## Task instructions
From the listing below, return every line with the string "sure" in it.

## Information
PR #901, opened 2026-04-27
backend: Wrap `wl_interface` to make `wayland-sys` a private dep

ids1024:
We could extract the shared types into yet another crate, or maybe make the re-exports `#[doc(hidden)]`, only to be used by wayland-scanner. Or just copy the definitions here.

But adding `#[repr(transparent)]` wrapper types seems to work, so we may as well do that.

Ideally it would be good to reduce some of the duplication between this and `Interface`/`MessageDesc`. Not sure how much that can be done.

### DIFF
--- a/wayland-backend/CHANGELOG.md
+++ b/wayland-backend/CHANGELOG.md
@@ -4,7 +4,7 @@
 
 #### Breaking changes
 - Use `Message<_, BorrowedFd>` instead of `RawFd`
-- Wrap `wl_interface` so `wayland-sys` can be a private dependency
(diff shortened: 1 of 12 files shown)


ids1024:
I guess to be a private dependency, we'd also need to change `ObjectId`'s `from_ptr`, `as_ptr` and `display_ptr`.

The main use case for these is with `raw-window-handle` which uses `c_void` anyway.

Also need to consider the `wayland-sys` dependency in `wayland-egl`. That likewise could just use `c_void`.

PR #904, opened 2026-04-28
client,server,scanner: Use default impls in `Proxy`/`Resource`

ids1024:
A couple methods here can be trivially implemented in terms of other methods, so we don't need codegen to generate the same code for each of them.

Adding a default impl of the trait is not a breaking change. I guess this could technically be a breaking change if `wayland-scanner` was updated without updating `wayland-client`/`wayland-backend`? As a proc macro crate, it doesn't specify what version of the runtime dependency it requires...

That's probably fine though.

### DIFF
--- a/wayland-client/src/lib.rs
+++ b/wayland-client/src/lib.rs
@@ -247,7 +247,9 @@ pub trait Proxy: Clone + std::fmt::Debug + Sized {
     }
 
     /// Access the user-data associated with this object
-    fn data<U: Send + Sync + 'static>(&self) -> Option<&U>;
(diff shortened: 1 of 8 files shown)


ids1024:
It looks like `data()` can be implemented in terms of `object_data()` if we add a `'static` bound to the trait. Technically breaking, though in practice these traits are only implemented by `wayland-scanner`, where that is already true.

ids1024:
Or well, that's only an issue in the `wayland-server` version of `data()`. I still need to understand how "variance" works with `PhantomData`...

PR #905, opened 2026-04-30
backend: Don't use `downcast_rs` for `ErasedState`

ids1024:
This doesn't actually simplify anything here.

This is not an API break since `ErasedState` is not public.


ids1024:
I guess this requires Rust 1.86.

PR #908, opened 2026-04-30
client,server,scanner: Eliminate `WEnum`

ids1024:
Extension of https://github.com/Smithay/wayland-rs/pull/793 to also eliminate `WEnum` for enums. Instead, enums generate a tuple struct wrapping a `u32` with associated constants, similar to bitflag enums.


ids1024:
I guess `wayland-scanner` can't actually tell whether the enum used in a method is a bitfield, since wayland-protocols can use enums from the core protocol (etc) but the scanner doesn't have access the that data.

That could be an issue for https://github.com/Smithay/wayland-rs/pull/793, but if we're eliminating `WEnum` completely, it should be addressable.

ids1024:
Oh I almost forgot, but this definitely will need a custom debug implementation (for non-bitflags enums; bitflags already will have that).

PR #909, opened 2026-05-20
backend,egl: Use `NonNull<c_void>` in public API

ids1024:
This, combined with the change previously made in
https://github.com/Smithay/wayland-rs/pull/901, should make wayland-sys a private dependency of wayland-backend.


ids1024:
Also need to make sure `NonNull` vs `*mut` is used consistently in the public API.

## Response to the task
Ideally it would be good to reduce some of the duplication between this and `Interface`/`MessageDesc`. Not sure how much that can be done.
Also need to make sure `NonNull` vs `*mut` is used consistently in the public API.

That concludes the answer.